There are two ways to calculate the impulse.

### Momentum and Impulse Lab: PASCO

Calculus tells us that the expression for the impulse is equivalent to the integral [area under the curve] of the force vs. Find the area under the force vs. Record the value of the integral in the impulse column of your data table. On the force vs.

Find the average value of the force by clicking the Statistics button. Record the values in your data table. Add a cart mass and perform a second trial by repeating Steps 10 — Record the information in your data table. Change the elastic material attached to the cart. Use a new material, different elastic band, or attach two elastic bands in parallel. Repeat Steps 10 — 13, record the information in your data table. Change in momentum is a measure of what resulted: Include in your lab writeup the relevant plots and data analysis boxes for trial 1.

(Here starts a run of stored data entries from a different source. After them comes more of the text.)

PR #228, opened 2015-01-23
Call ngModel.$setDirty() when deleting from array

### LINKED ISSUE #102: The form is still pristine after removing an array element
When I load a schema with default values, and I remove an element from an array, `ngform.$pristine` is still true.
in `deleteFromArray` you actually trigger validation. Wouldn't it be useful to call `ngform.$setDirty()` too ?

(https://github.com/Textalk/angular-schema-form/blob/master/dist/schema-form.js#L1035 and https://github.com/Textalk/angular-schema-form/blob/master/src/directives/array.js#L96)

qstrahl:
- Closes #102

### DIFF
--- a/dist/schema-form.js
+++ b/dist/schema-form.js
@@ -1087,6 +1087,7 @@ angular.module('schemaForm').directive('sfArray', ['sfSelect', 'schemaForm', 'sf
             if (scope.validateArray) {
               scope.validateArray();
             }
+            ngModel.$setDirty();
             return list;
           };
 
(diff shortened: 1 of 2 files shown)


davidlgj:
Oh nice! But I think this is broken in Angular 1.2, since I believe it lacks the `$setDirty` method on the `ngModelController`. At least I can't find it in neither the docs or in the source (quick search).

I merged it anyway into develop and just surrounded it with an if, see https://github.com/Textalk/angular-schema-form/commit/bc4503e6901719c8867efb1851b3baedfb42410a

qstrahl:
Perfect, thank you!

**Impulse - Linear Momentum, Conservation, Inelastic & Elastic Collisions, Force - Physics Problems**

Calculate the change in velocities and record in the data table. From the mass of the cart and change in velocity, determine the change in momentum as a result of the impulse. Make this calculation for each trial and enter the values in the second data table. For the average force non-calculus method, determine the impulse for each trial from the average force and time interval values. Record these values in your data table. If the impulse-momentum theorem is correct, the change in momentum will equal the impulse for each trial.

Experimental measurement errors, along with friction and shifting of the track or Force Sensor, will keep the two from being exactly the same. One way to compare two or moe values that are supposed to be equal is to find their percentage difference. How close are your values, percentage-wise? Do your data support the impulse-momentum theorem? Look at the shape of the last force vs.

Is the peak value of the force significantly different from the average force? Is there a way you could deliver the same impulse with a much smaller force?